For the first time, six of the world’s most influential shareholder voting research and analysis firms (better known as “proxy advisors”), which help institutional investors vote shares at stock-exchange-listed companies worldwide, have each publicly released reports showing how they comply with the latest industry Best Practice Principles.
Proxy advisors have been a target of corporate criticism ever since Institutional Shareholder Services (ISS) pioneered the voting-recommendation industry in 1985. Through its landmark 1988 Avon Letter, the US Department of Labor first declared the share ballot an asset—making it all but mandatory that ERISA-regulated funds cast them. The rule paved the way for an expanded industry of voting research and advisory firms. But for decades many institutional investors commonly handled the responsibility as a low-status compliance exercise. In 2007 Lord Paul Myners, later UK City Minister, scathingly referred to proxy staff as the “open-toed sandal brigade” beavering in the basements of investment houses.

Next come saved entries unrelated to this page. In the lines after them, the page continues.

PR #1083, opened 2026-04-28
fix: show and log gas estimation error

troykessler:
Before the gas estimation failed silently, now we log the error and show "Estimation failed" instead of "-" in the ui


Xaroz:
@claude review

Xaroz (approved):

src/features/transfer/FeeSectionButton.tsx
```diff
@@ -42,7 +44,13 @@ export function FeeSectionButton({
...
   const hasFees = fees !== null;
   const isClickable = hasFees && !isLoading;
-  const feeText = isLoading ? loadingText : hasFees ? fees.totalFees : '-';
+  const feeText = isLoading
+    ? loadingText
+    : isError
+      ? 'Estimation failed'
+      : hasFees
+        ? fees.totalFees
+        : '-';
```
Xaroz: nit: can use `useMemo` to return this text now that it is deeply nested

paulbalaji (approved):

PR #1086, opened 2026-05-01
feat: store-resolved chainAddresses with addresses.yaml/ts overrides

Xaroz:
## Summary

Mirrors the existing `chainMetadata` flow for chain contract addresses, with two related upsides:

1. **Single source of truth** — `chainAddresses` is loaded once at warp context init and exposed via the Zustand store. Consumers read it synchronously instead of awaiting `registry.getAddresses()`.
2. **Filesystem override pattern** — adds `src/consts/chainAddresses.yaml` and `chainAddresses.ts` parallel to `chains.yaml` / `chains.ts`. Useful for local dev / forks that want to extend the registry without patching the store.

While restructuring, also lazy-loads the published `chainAddresses` and `chainMetadata` constants from `@hyperlane-xyz/registry` so they're shed from the initial bundle.

### Address resolution mirrors metadata
- `src/features/chains/addresses.ts` — new helper `assembleChainAddresses(chainsInTokens, registry)`. Spreads `{...chainAddressesYaml, ...chainAddressesTS}`, validates with `ChainAddressesSchema`, fetches from registry (or falls back to the published constant), filters to chains referenced by warp routes, and merges filesystem on top of registry per key.
- `src/features/store.ts` — adds `chainAddresses: ChainMap<ChainAddresses>` to `WarpContext` / `AppState`, populated alongside `chainMetadata` via `Promise.all` in `initWarpContext`.
- `src/consts/chainAddresses.yaml` + `src/consts/chainAddresses.ts` — empty templates (commented examples).

### Existing consumers migrated to the store
- `src/features/balances/evm.ts` — `fetchChainBalances` and `getBatchAddress` now accept `ChainMap<ChainAddresses>` as a parameter.
- `src/features/balances/hooks.ts` — reads `chainAddresses` from the store and passes to `fetchChainBalances`.

### Bundle: lazy-load the published registry constants
- The published `chainAddresses` (~420 KB raw / ~80 KB gz) and `chainMetadata` (~384 KB raw / ~80 KB gz) constants from `@hyperlane-xyz/registry` are no longer statically imported. They're resolved via dynamic `import('@hyperlane-xyz/registry')` only on:
  - registry fetch failure in `assembleChainMetadata` / `assembleChainAddresses`
  - `listRegistryContent` failure in `initWarpContext` (PartialRegistry fallback path)
  - the no-`NEXT_PUBLIC_REGISTRY_URL` branch in `assembleChainMetadata` (rare path used when no custom registry is configured)
- Webpack/Turbopack emits one shared async chunk for the registry package; both lazy imports dedupe.

## Side effects worth flagging

- **Cold-start regression for deployments without `NEXT_PUBLIC_REGISTRY_URL`**: bounded by one chunk fetch on first load (~100–300ms), then cached. Production deployments that set the env var only hit the lazy paths on registry-failure (already an error path).
- API of `assembleChainMetadata` / `getBatchAddress` / `fetchChainBalances` changed (additive param). Internal only.

## Verification

- `pnpm format`, `pnpm lint`, `pnpm typecheck` clean.
- `pnpm test` — 22 files, 231 tests pass.

### DIFF
--- a/package.json
+++ b/package.json
@@ -1,8 +1,35 @@
 {
   "name": "@hyperlane-xyz/warp-ui-template",
-  "description": "A web app template for building Hyperlane Warp Route UIs",
   "version": "13.0.0",
+  "private": true,
+  "description": "A web app template for building Hyperlane Warp Route UIs",
+  "homepage": "https://www.hyperlane.xyz",
+  "license": "Apache-2.0",
   "author": "J M Rossy",
+  "repository": {
+    "type": "git",
+    "url": "https://github.com/hyperlane-xyz/hyperlane-warp-ui-template"
+  },
+  "main": "dist/src/index.js",
+  "types": "dist/src/index.d.ts",
+  "scripts": {
+    "clean": "rm -rf dist cache .next",
+    "predev": "node scripts/fetch-fonts.mjs",
+    "dev": "next dev",
+    "prebuild": "node scripts/fetch-fonts.mjs",
+    "fetch-fonts": "node --env-file-if-exists=.env.local scripts/fetch-fonts.mjs",
+    "build": "next build",
+    "typecheck": "tsc",
+    "lint": "oxlint ./src",
+    "start": "next start",
+    "test": "vitest --watch false",
+    "test:e2e": "playwright test --project=chromium",
+    "test:e2e:wallet": "playwright test tests/e2e-wallet --project=chromium",
+    "test:e2e:wallet:smoke": "playwright test tests/e2e-wallet/smoke/gate.spec.ts tests/e2e-wallet/autoconnect/evm.spec.ts tests/e2e-wallet/balance-display/evm.spec.ts tests/e2e-wallet/autoconnect/solana.spec.ts --project=chromium",
+    "format": "oxfmt ./src",
+    "link:monorepo": "node scripts/link-monorepo.js",
+    "unlink:monorepo": "node scripts/unlink-monorepo.js"
+  },
   "dependencies": {
     "@chakra-ui/next-js": "^2.4.2",
     "@chakra-ui/provider": "^2.4.2",
@@ -21,10 +48,10 @@
     "@emotion/react": "^11.13.3",
     "@emotion/styled": "^11.13.0",
     "@headlessui/react": "^2.2.0",
-    "@hyperlane-xyz/registry": "24.3.0",
-    "@hyperlane-xyz/sdk": "33.0.2",
-    "@hyperlane-xyz/utils": "33.0.2",
-    "@hyperlane-xyz/widgets": "33.0.2",
+    "@hyperlane-xyz/registry": "25.0.0",
+    "@hyperlane-xyz/sdk": "33.1.0",
+    "@hyperlane-xyz/utils": "33.1.0",
+    "@hyperlane-xyz/widgets": "33.1.0",
     "@interchain-ui/react": "^1.23.28",
     "@intercom/messenger-js-sdk": "^0.0.18",
     "@metamask/post-message-stream": "6.1.2",
@@ -99,34 +126,7 @@
   "engines": {
     "node": ">=24"
   },
-  "homepage": "https://www.hyperlane.xyz",
-  "license": "Apache-2.0",
-  "main": "dist/src/index.js",
   "packageManager": "pnpm@10.25.0",
-  "private": true,
-  "repository": {
-    "type": "git",
-    "url": "https://github.com/hyperlane-xyz/hyperlane-warp-ui-template"
-  },
-  "scripts": {
-    "clean": "rm -rf dist cache .next",
-    "predev": "node scripts/fetch-fonts.mjs",
-    "dev": "next dev",
-    "prebuild": "node scripts/fetch-fonts.mjs",
-    "fetch-fonts": "node --env-file-if-exists=.env.local scripts/fetch-fonts.mjs",
-    "build": "next build",
-    "typecheck": "tsc",
-    "lint": "oxlint ./src",
-    "start": "next start",
-    "test": "vitest --watch false",
-    "test:e2e": "playwright test --project=chromium",
-    "test:e2e:wallet": "playwright test tests/e2e-wallet --project=chromium",
-    "test:e2e:wallet:smoke": "playwright test tests/e2e-wallet/smoke/gate.spec.ts tests/e2e-wallet/autoconnect/evm.spec.ts tests/e2e-wallet/balance-display/evm.spec.ts tests/e2e-wallet/autoconnect/solana.spec.ts --project=chromium",
-    "format": "oxfmt ./src",
-    "link:monorepo": "node scripts/link-monorepo.js",
-    "unlink:monorepo": "node scripts/unlink-monorepo.js"
-  },
-  "types": "dist/src/index.d.ts",
   "pnpm": {
     "overrides": {
       "tronweb>ethers": "^6.13.5",
--- a/package.json
+++ b/package.json
@@ -48,7 +48,7 @@
     "@emotion/react": "^11.13.3",
     "@emotion/styled": "^11.13.0",
     "@headlessui/react": "^2.2.0",
-    "@hyperlane-xyz/registry": "25.0.0",
+    "@hyperlane-xyz/registry": "24.3.0",
     "@hyperlane-xyz/sdk": "33.1.0",
     "@hyperlane-xyz/utils": "33.1.0",
     "@hyperlane-xyz/widgets": "33.1.0",
--- a/src/consts/chainAddresses.yaml
+++ b/src/consts/chainAddresses.yaml
@@ -3,6 +3,11 @@
 # override registry entries per key, mirroring how chains.yaml extends chains.
 # Schema: any contract addresses you'd find in a registry chain's addresses.yaml
 # (e.g. mailbox, quotedCalls, validatorAnnounce, ...)
+# Full set of valid keys: https://github.com/hyperlane-xyz/hyperlane-registry/blob/main/chains/ethereum/addresses.yaml
+# (or the ChainAddresses type from @hyperlane-xyz/registry)
+#
+# Note: schema validation runs at app init — a typo here will throw and
+# block the whole warp context init, not just balance fetching.
 ---
 # Example using local anvil chain:
 # anvil1:
--- a/src/consts/chainAddresses.yaml
+++ b/src/consts/chainAddresses.yaml
@@ -1,0 +1,13 @@
+# A map of chain name -> contract addresses
+# Merges with addresses from the configured registry. Filesystem entries
+# override registry entries per key, mirroring how chains.yaml extends chains.
+# Schema: any contract addresses you'd find in a registry chain's addresses.yaml
+# (e.g. mailbox, quotedCalls, validatorAnnounce, ...)
+---
+# Example using local anvil chain:
+# anvil1:
+#   mailbox: '0x610178dA211FEF7D417bC0e6FeD39F05609AD788'
+#   quotedCalls: '0x9A9f2CCfdE556A7E9Ff0848998Aa4a0CFD8863AE'
+# anvil2:
+#   mailbox: '0x610178dA211FEF7D417bC0e6FeD39F05609AD788'
+#   quotedCalls: '0x9A9f2CCfdE556A7E9Ff0848998Aa4a0CFD8863AE'
--- a/src/features/balances/evm.ts
+++ b/src/features/balances/evm.ts
@@ -1,5 +1,5 @@
-import { chainAddresses } from '@hyperlane-xyz/registry';
-import { MultiProtocolProvider, Token } from '@hyperlane-xyz/sdk';
+import { ChainAddresses } from '@hyperlane-xyz/registry';
+import { ChainMap, MultiProtocolProvider, Token } from '@hyperlane-xyz/sdk';
 import { ProtocolType, normalizeAddress } from '@hyperlane-xyz/utils';
 import {
   Hex,
@@ -62,8 +62,8 @@ function classifyToken(token: Token): { type: TokenClassification; erc20Address?
  * Prefer the registry's batchContractAddress when available — some chains
  * (e.g. ancient8, viction) have the standard multicall3 address compromised.
  */
-function getBatchAddress(chainName: string): Hex {
-  const addresses = (chainAddresses as Record<string, Record<string, string>>)[chainName];
+function getBatchAddress(chainName: string, chainAddresses: ChainMap<ChainAddresses>): Hex {
+  const addresses = chainAddresses[chainName];
   if (addresses?.batchContractAddress) {
     return addresses.batchContractAddress.toLowerCase() as Hex;
   }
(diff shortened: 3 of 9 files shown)


Xaroz:
@claude review

src/features/store.ts
```diff
@@ -316,11 +322,10 @@ async function initWarpContext({
...
     const chainsInTokens = Array.from(new Set(coreConfig.tokens.map((t) => t.chainName)));
-    const { chainMetadata, chainMetadataWithOverrides } = await assembleChainMetadata(
-      chainsInTokens,
-      currentRegistry,
-      chainMetadataOverrides,
-    );
+    const [{ chainMetadata, chainMetadataWithOverrides }, chainAddresses] = await Promise.all([
+      assembleChainMetadata(chainsInTokens, currentRegistry, chainMetadataOverrides),
+      assembleChainAddresses(chainsInTokens, currentRegistry),
+    ]);
```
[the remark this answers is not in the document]
Xaroz: Fixed in dada6eb8 — both setters now propagate chainAddresses and chainMetadata.

src/features/chains/addresses.ts
```diff
@@ -0,0 +1,49 @@
...
+    registryChainAddresses = (await import('@hyperlane-xyz/registry')).chainAddresses;
+  }
+
+  // Filter to only chains referenced by the configured warp routes
+  registryChainAddresses = objFilter(registryChainAddresses, (c, _a): _a is ChainAddresses =>
+    chainsInTokens.includes(c),
+  );
+
+  // Filesystem entries override registry entries per key
+  return objMerge<ChainMap<ChainAddresses>>(registryChainAddresses, filesystemAddresses);
```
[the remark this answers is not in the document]
Xaroz: Verified objMerge's behavior is correct here: default depth 10, recurses into nested objects when both sides have objects at the same key. So filesystem `{chain1: {mailbox: 0x1}}` preserves registry's other keys for chain1. Skipping the doc tweak.

src/features/chains/addresses.ts
```diff
@@ -0,0 +1,49 @@
...
+    } catch {
+      logger.debug(
+        'Failed fetching chain addresses from GH registry, using published addresses',
+        config.registryUrl,
+      );
+      registryChainAddresses = (await import('@hyperlane-xyz/registry')).chainAddresses;
+    }
+  } else {
+    logger.debug('Using default published registry for chain addresses');
+    registryChainAddresses = (await import('@hyperlane-xyz/registry')).chainAddresses;
```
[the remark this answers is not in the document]
Xaroz: Fixed in dada6eb8 — collapsed the registry-fail and no-URL branches in both addresses.ts and metadata.ts so the dynamic import is called once via a single `if (!resolved)` check. Skipped the cross-file helper since each call site needs a different field shape; keeping it inline reads cleaner.

src/features/chains/addresses.ts
```diff
@@ -0,0 +1,49 @@
...
+  registry: IRegistry,
+): Promise<ChainMap<ChainAddresses>> {
+  const result = z.record(ChainAddressesSchema).safeParse({
+    ...ChainAddressesYaml,
+    ...ChainAddressesTS,
+  });
+  if (!result.success) {
+    logger.warn('Invalid chain addresses', result.error);
+    throw new Error(`Invalid chain addresses: ${result.error.toString()}`);
+  }
```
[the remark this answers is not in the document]
Xaroz: Fixed in dada6eb8 — added an inline note in chainAddresses.yaml flagging that a typo here blocks warp context init.

src/features/balances/evm.ts
```diff
@@ -224,6 +224,7 @@ export async function fetchChainBalances(
   group: ChainGroup,
   multiProvider: MultiProtocolProvider,
   evmAddress: Hex,
+  chainAddresses: ChainMap<ChainAddresses>,
```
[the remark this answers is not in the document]
Xaroz: Noted — leaving as-is for this PR to keep scope focused on the chainAddresses store/lazy-load. Will refactor to an options object as a follow-up.

src/consts/chainAddresses.yaml
```diff
@@ -0,0 +1,13 @@
...
+# Schema: any contract addresses you'd find in a registry chain's addresses.yaml
+# (e.g. mailbox, quotedCalls, validatorAnnounce, ...)
+---
+# Example using local anvil chain:
+# anvil1:
+#   mailbox: '0x610178dA211FEF7D417bC0e6FeD39F05609AD788'
+#   quotedCalls: '0x9A9f2CCfdE556A7E9Ff0848998Aa4a0CFD8863AE'
+# anvil2:
+#   mailbox: '0x610178dA211FEF7D417bC0e6FeD39F05609AD788'
+#   quotedCalls: '0x9A9f2CCfdE556A7E9Ff0848998Aa4a0CFD8863AE'
```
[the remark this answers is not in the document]
Xaroz: Fixed in dada6eb8 — added a link to the registry's ethereum/addresses.yaml plus a pointer to the ChainAddresses type.

Xaroz:
@claude review agen

Xaroz:
@claude — fixed the doc nit in bbe4165a (`addresses.yaml` → `chainAddresses.yaml` in `chainAddresses.ts:9`). Thanks for the round-2 pass.

src/features/store.ts
```diff
@@ -153,6 +159,8 @@ export const useStore = create<AppState>()(
         });
         set({
           chainMetadataOverrides: filtered,
+          chainMetadata,
+          chainAddresses,
```
paulbalaji, line 165: **Blocker — setters don't propagate the resolved `registry`.** The destructure here (and in `setWarpCoreConfigOverrides` at ~line 193) pulls `chainMetadata, chainAddresses, multiProvider, warpCore, …` from `initWarpContext()` but omits `registry`, and the `set({...})` payload likewise omits it.

If the previous `initWarpContext` run swapped `GithubRegistry` → `PartialRegistry` in its catch block (line ~314, when `listRegistryContent` fails), every subsequent setter call reuses the original `GithubRegistry` from `get().registry` and re-attempts the GitHub fetch — paying the network round-trip on every chain-override change, and creating a brief window where the in-store `registry` and the `chainAddresses` derived from a different registry are inconsistent.

`setWarpContext` (the rehydration path) writes `registry` correctly; only the two setters drop it. Fix: include `registry` in the destructure and `set({...})` of both setters, mirroring `setWarpContext`.

src/features/balances/hooks.ts
```diff
@@ -160,7 +162,9 @@ export function useTokenBalances(tokens: Token[], scope: string, addressOverride
       if (evmAddr) {
         const { chainGroups, fallbackTokens } = groupEvmTokensByChain(tokens, multiProvider);
         for (const [chainId, group] of chainGroups) {
-          promises.push(fetchChainBalances(chainId, group, multiProvider, evmAddr as Hex));
+          promises.push(
+            fetchChainBalances(chainId, group, multiProvider, evmAddr as Hex, chainAddresses),
```
paulbalaji, line 184: `fetchChainBalances` now reads `chainAddresses` from the store, but the queryKey at line 156 doesn't include it. `WarpContextInitGate` blocks first paint until `useReadyMultiProvider()` is truthy, so this isn't an initial-load race — but a runtime reinit (`setChainMetadataOverrides` / `setWarpCoreConfigOverrides`) updates `chainAddresses` while react-query keeps serving cached balances for up to `staleTime` (30s).

For the chains the PR's own comment in `evm.ts` flags as having a compromised canonical multicall3 (ancient8, viction), that means up to 30s of balance fetches against the wrong batch contract after the override flips.

Suggest including a stable digest of `chainAddresses` in the queryKey — at minimum the keys for the chains being fetched.

src/features/chains/addresses.ts
```diff
@@ -0,0 +1,50 @@
...
+  if (config.registryUrl) {
+    try {
+      logger.debug('Using custom registry chain addresses from:', config.registryUrl);
+      registryChainAddresses = await registry.getAddresses();
+    } catch {
+      logger.debug(
+        'Failed fetching chain addresses from GH registry, using published addresses',
+        config.registryUrl,
+      );
+    }
```
paulbalaji, line 36: GH fetch failure is logged at `logger.debug` and the actual `error` is dropped. Operators with a misconfigured `NEXT_PUBLIC_REGISTRY_URL` will silently fall through to the published constants merged with the filesystem map — no visible signal. `metadata.ts` has the same shape; worth raising both to `logger.warn(..., error)` so the cause surfaces.

src/features/chains/addresses.ts
```diff
@@ -0,0 +1,50 @@
...
+    registryChainAddresses = (await import('@hyperlane-xyz/registry')).chainAddresses;
+  }
+
+  // Filter to only chains referenced by the configured warp routes
+  registryChainAddresses = objFilter(registryChainAddresses, (c, _a): _a is ChainAddresses =>
+    chainsInTokens.includes(c),
+  );
+
+  // Filesystem entries override registry entries per key
+  return objMerge<ChainMap<ChainAddresses>>(registryChainAddresses, filesystemAddresses);
```
paulbalaji, line 50: Note: `objFilter` only filters `registryChainAddresses` against `chainsInTokens`; filesystem entries for chains not referenced by any warp route still merge through. Probably benign for current consumers (everyone keys by chain name), but worth flagging the asymmetric semantics. If intentional, ignore. If not, filter `filesystemAddresses` against `chainsInTokens` too before the merge.

package.json
```diff
@@ -21,10 +48,10 @@
     "@emotion/react": "^11.13.3",
     "@emotion/styled": "^11.13.0",
     "@headlessui/react": "^2.2.0",
```
paulbalaji, line 50: Process nit: this PR mixes a cosmetic key reorder + `@hyperlane-xyz/registry` 24.3.0 → **25.0.0** (major bump) + sdk/utils/widgets minor bumps into the chainAddresses feature. The major-version bump in particular deserves its own commit/PR with the release-notes context.

Also worth confirming the resolution: `@hyperlane-xyz/registry` is hoisted to 25.0.0 here, but `tron-sdk` still pulls 24.3.0 transitively through `pnpm-lock.yaml` — intentional?

paulbalaji (commented):
## Review Summary

Mirrors the existing `chainMetadata` flow for `chainAddresses`, lazy-loads the published registry constants, and adds yaml/ts override files. Verified the lazy-load claim is clean — both dynamic-`import('@hyperlane-xyz/registry')` specifiers in `addresses.ts`, `metadata.ts`, and the `initWarpContext` catch block string-match exactly, so webpack dedupes them into a single async chunk; the static `IRegistry`/`GithubRegistry`/`PartialRegistry`/`ChainAddresses` imports left in `store.ts` tree-shake away from the heavy aggregates per registry's `sideEffects: false` plus next.config.js `optimizePackageImports`. `pnpm typecheck` / `lint` / `test` (231 tests, 22 files) all pass.

Accounted for the 6 prior `claude[bot]` inline threads — all resolved by the author in `dada6eb8` (and the doc-nit followup in `bbe4165a`); not re-raising.

One real bug worth fixing before merge (finding #1 below — registry not propagated by the setters); a medium cache-staleness window (#2); and a few small items.

**Recommendation:** request the registry-propagation fix; the rest are non-blocking. Not approving in this run pending #1.

- `src/features/store.ts:377` — the outer-catch return uses `registry` (the parameter) rather than `currentRegistry`. If `listRegistryContent` already swapped to `PartialRegistry` and a downstream step then threw, the swap is forgotten. Cosmetic — prefer `registry: currentRegistry`. The line itself isn't in the diff so leaving it here.
- `src/features/warpCore/warpCoreConfig.ts:3` still statically imports `warpRouteConfigs` from `@hyperlane-xyz/registry` (~1.18 MB raw) — out of scope for this PR but a candidate for the same lazy-load treatment in a follow-up.
- No tests added for `assembleChainAddresses`, `getBatchAddress`, or the new `fetchChainBalances` parameter signature. Mirrors the existing gap for `assembleChainMetadata` — not a blocker.

src/features/store.ts
Xaroz: Fixed in 872af528 — both setters now destructure and propagate `registry` from `initWarpContext`, mirroring `setWarpContext`.

src/features/balances/hooks.ts
Xaroz: Fixed in 872af528 — added a narrow digest of `batchContractAddress` per chain to the queryKey. Kept it narrow (just the field `fetchChainBalances` actually reads) since at 50–100 chains a full `JSON.stringify` would be ~50–100 KB. Comment notes the coupling so the digest gets widened if `fetchChainBalances` reads more fields.

src/features/chains/addresses.ts
Xaroz: Fixed in 872af528 — bound the error and bumped to `logger.warn` in both `addresses.ts` and `metadata.ts`.

src/features/chains/addresses.ts
Xaroz: Intentional — leaving the asymmetry. The codebase-wide convention for `*.yaml` consts (chains.yaml, warpRoutes.yaml) is that filesystem entries flow through unfiltered; tightening just chainAddresses.yaml would make it the lone outlier with stricter semantics.

package.json
Xaroz: Reverted the `@hyperlane-xyz/registry` bump in 872af528 — back to 24.3.0. SDK 33.1.0 has no direct dep on registry (only `@chain-registry/types`, a different package), so we keep the SDK/utils/widgets bumps (needed for the SDK fix) without the major-version registry bump. Lockfile now resolves to a single `registry@24.3.0` everywhere; tron-sdk's transitive matches. The 25.0.0 bump can land in its own PR once tron-sdk catches up.

paulbalaji (approved):
## Re-review of 872af528

All five items from the prior round are addressed:

1. **Registry propagation** ✅ — Both `setChainMetadataOverrides` and `setWarpCoreConfigOverrides` now destructure `registry` from `initWarpContext()` and include it in their `set({...})` payload (`src/features/store.ts:147,163,179,195`), matching `setWarpContext`. No remaining drop sites in the 140–206 range.
2. **queryKey digest** ✅ — `chainAddressesKey` (`src/features/balances/hooks.ts:154-161`) is a narrow per-chain digest of `batchContractAddress`, `.sort()`-stable, and added to the queryKey at line 173. The inline comment ("only reads batchContractAddress per chain. If that expands, widen this digest accordingly") flags the coupling for future maintainers.
3. **logger.warn with bound error** ✅ — Both `addresses.ts` and `metadata.ts` now bind `error` in the catch and call `logger.warn(..., error)` instead of `logger.debug(...)` with a dropped error. Fallback flow is unchanged.
4. **Filesystem filter asymmetry** — Author kept as-is; reasonable to match the existing `chains.yaml` / `warpRoutes.yaml` convention rather than make `chainAddresses.yaml` the lone outlier. Acceptable.
5. **Registry version revert** ✅ — `package.json` pinned back to `@hyperlane-xyz/registry@24.3.0`; sdk/utils/widgets bumps preserved; `pnpm-lock.yaml` resolves to a single 24.3.0 (no 25.0.0 anywhere); tron-sdk transitive matches.

Build verification on the latest head: `pnpm typecheck` clean, `pnpm lint` clean (2 pre-existing console warnings, unrelated), `pnpm test` 22 files / 231 tests pass.

LGTM.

That’s not the case today. Increasingly, investors are merging the voting responsibility with investor-corporate engagement in a new discipline that has become known as stewardship. Moreover, as asserted most prominently in annual letters from BlackRock’s Larry Fink and State Street Global Advisors’ Cyrus Taraporevela, stewardship is now seen as a central means for mainstream investors—not just activists—to seek and protect share value. As a result, institutions have piloted a steady drift away from routine endorsements of corporate management and toward more critical stances on executive pay, director nominations, ESG, and a host of other issues.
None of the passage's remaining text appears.